Lensaone.id-Bungo-Bangga kita melihat seorang petani perkejaan yang sudah langka untuk bagi petani pengolahan sagu yang di hasil dari batang Rumbia di Dusun Teluk Pandak Kecamatan Tanah Sepenggal Di kabupaten Bungo yang menjadi petani sagu pengelolaan secara manual itu sudah langka di era globalisasi modern ini.Jumat 20 Desember 2024.
Batang rumbia yang juga dikenal sebagai batang sagu, merupakan tanaman yang banyak membutuhkan air. Batang rumbia disebut sebagai sumber pati.

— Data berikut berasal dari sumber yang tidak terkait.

PR #894, opened 2015-11-29
Code quality fix - Serializable classes should have a version id

AhmedDaraz:
This pull request is focused on resolving occurrences of Sonar rule squid:S2057 - “Serializable classes should have a version id”. You can find more information about the issue here: https://dev.eclipse.org/sonar/coding_rules#q=squid%3AS2057

Please let me know if you have any questions.

Ahmed

### DIFF
--- a/metrics-json/src/main/java/io/dropwizard/metrics/json/HealthCheckModule.java
+++ b/metrics-json/src/main/java/io/dropwizard/metrics/json/HealthCheckModule.java
@@ -15,6 +15,7 @@ import java.util.Arrays;
 
 public class HealthCheckModule extends Module {
     private static class HealthCheckResultSerializer extends StdSerializer<HealthCheck.Result> {
+        private static final long serialVersionUID = 7926472295622776147L;
         private HealthCheckResultSerializer() {
             super(HealthCheck.Result.class);
         }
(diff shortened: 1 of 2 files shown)


marshallpierce:
I looked up why those Serializer classes are considered to also be `java.io.Serializable`, and it turns out that Jackson's `StdSerializer` was made `Serializable` in [this commit](https://github.com/FasterXML/jackson-databind/commit/babd8cbe375f2287b5c8dc51e1c3f5b2b5f04acc#diff-7dc7ea522e5b3e588f9152186a2f7bca) with comment "minor javadoc changes". This sounds like it was maybe accidental?

This makes me think that it may not be intentional to have that class be `Serializable`, and therefore we shouldn't give the impression in these subclasses that it is actually supported to use built-in serialization on them.

AhmedDaraz:
Ok, So what do you see with this pull request ?

marshallpierce:
I think we should be sure that we actually intend to support serialization if we add code that would give the reader the impression that it is supported.

I suspect that serializability is not actually particularly useful or relevant for these classes.

ryantenney:
I don't think that change was accidental, as most Jackson classes implement Serializable.  I agree that since we don't support serialization we shouldn't give the impression that we do, but this change is limited to a couple private classes, which implement Serializable whether or not we make this change and which don't hold references to any non-serializable objects. I would agree that these classes are unlikely to be serialized, but this change doesn't hurt and is technically correct.

AhmedDaraz:
Thanks Ryan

Batang sagu adalah bagian terpenting dari pohon sagu yang berfungsi sebagai tempat menyimpan cadangan makanan dan diolah menjadi bahan pangan:
Kebanyakan di era modern itu boleh di katakan ana zaman sekarang itu banyak yang belum tau dengan sagu dan bantang sagu,
Padahal sangat banyak kegunaan mengasumsi tepung sagu, ini ada berapa item kegunaan khasiat dari sagu sebagai berikut:
1. Memberikan banyak energi
2. Mencegah penyakit jantung
3. Memperlancar sistem pencernaan
4. Meningkatkan kesehatan tulang dan sendi
5. Meningkatkan performa tubuh saat berolahraga
6. Menangkal radikal bebas
7. Membantu menaikkan berat badan
8. Berpotensi mencegah anemia
(Kandungan Nutrisi pada Sagu)
Sagu merupakan salah satu makanan pokok masyarakat di Indonesia, dan memiliki nutrisi yang baik bagi tubuh. Hal ini ini karena kandungan nutrisi dalam sagu relatif lengkap. Di dalam sagu, terdapat karbohidrat dalam jumlah yang cukup banyak. Selain itu, bahan ini juga memiliki protein, vitamin, dan mineral, meski jumlahnya tidak banyak.

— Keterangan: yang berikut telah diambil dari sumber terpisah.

PR #896, opened 2015-12-07
added the metrics-newrelic-reporter 3rd party

amirkibbar:
Hi, I've created a simple reporter that can report the metrics into a New Relic account. I'm not a New Relic employee, I just work with their product and thought others might find this reporter useful.


marshallpierce:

Dalam 100 gram sagu kering, terdapat 94 gram karbohidrat, 0,2 gram protein, 0,5 gram serat, 10 mg kalsium, dan 1,2 mg zat besi. Kalori yang dihasilkan 100 gram sagu adalah sebanyak 355 kalori. Meski mengandung lemak, karoten, dan asam askorbat, namun jumlahnya sangat sedikit sehingga sering kali diabaikan.

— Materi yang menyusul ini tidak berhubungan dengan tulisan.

PR #898, opened 2015-12-14
ability to query individual health checks

osigida:
New feature: ability to query individual health checks

We have few health checks in our application. and one of them is basic dead-lock threads.
When this happens we have no choice than to restart the app.
We would like to automate it but we don't like to query all health checks and then parse the response, because it is useless to call all of them and bring some logic to the monitoring tool. Instead we would like to query individual check and act immediately if its failing.

### DIFF
--- a/metrics-servlets/src/main/java/io/dropwizard/metrics/servlets/AdminServlet.java
+++ b/metrics-servlets/src/main/java/io/dropwizard/metrics/servlets/AdminServlet.java
@@ -19,6 +19,7 @@ public class AdminServlet extends HttpServlet {
     public static final String PING_URI_PARAM_KEY = "ping-uri";
     public static final String THREADS_URI_PARAM_KEY = "threads-uri";
     public static final String HEALTHCHECK_URI_PARAM_KEY = "healthcheck-uri";
+    public static final String HEALTHCHECK_PARAM_ATTRIBUTE_KEY = "healthcheck-param";
     public static final String SERVICE_NAME_PARAM_KEY= "service-name";
 
     private static final String TEMPLATE = String.format(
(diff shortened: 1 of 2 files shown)


ryantenney:
Could you add a test to https://github.com/dropwizard/metrics/blob/master/metrics-servlets/src/test/java/io/dropwizard/metrics/servlets/HealthCheckServletTest.java?

osigida:
@ryantenney I was trying to hack and manage some tests, but the way how the code is organised it is impossible... havy refactoring for health-check servlet is required.

ingwarsw:
Our company also would benefit from such feature..

Any help needed to make it possible?

osigida:
@ingwarsw maybe if you can come up with any kind of unit test? 
we miserably failed to find any way to unit-test this feature.

ingwarsw:
Will try.. 

Do i read correctly that url for test should be in format heatlh/nameOfHealthCheck ?

ingwarsw:
@ryantenney Will it be possible to add it after adding tests and other required stuff or its not desired feature at all?

osigida:
@ingwarsw, right 
there are 2 ways to query it 
`/healthcheck` to query all registered health checks or
`/healthcheck/name_of_healthcheck` to query one of them, example: `/healthcheck/deadlocks`

ingwarsw:
Tests was actually easy :)
I refactored it a bit.. but I dont want to create other PR.

Here it is..
https://github.com/dropwizard/metrics/compare/master...ingwarsw:individual-healthchecks?expand=1

osigida:
the PR is recreated on top of 3.2-development branch 
see https://github.com/dropwizard/metrics/pull/940

Issue #814, opened 2015-06-16
Use a new Socket on each report for the Graphite scheduled reporting


adamdecaf:
We've noticed that after the fix for re-constructing connections when things fail (https://github.com/dropwizard/metrics/pull/675) that it takes 15 minutes (plus extra time based on how often you report) to see graphs again. (Or even see metrics recorded.

We've setup a custom reporter for samza jobs (due to them having their own metrics library with not graphite support). In that library we create a new socket each time, here's a copy/paste of that. (In scala)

Terlihat jelas di wilayah kecamatan Tanah sepenggal kabupaten Bungo tepat nya di Dusun teluk Pandak kampung titian Bulian 1 yang bernama asmoni dan kelurga nya jadi petani pengelolaan sagu, seperti memotong sagu , membawa batang sagu, sesudah sampai membawa batang Rumbia yang menghasilkan sari Pati sagu, Terus batang sagu di belah terus di ambik isi dalamnya, kemudian di kukur make mesin kukur, selanjutnya ketika sudah lumat itu di peras, Terus baru di ambik sarinya ampas di buang,dan tinggallah sari Pati warna keputih-putihan, setelah itu ada lahi proses seperti pengeringan,jika sudah kering terlihat seperti tepung, itu bisa jadi bubur, bisa kerupuk,bisa jadi olah kue makanan,dan banyak kegunaan sari Pati, terutama untuk kesehatan”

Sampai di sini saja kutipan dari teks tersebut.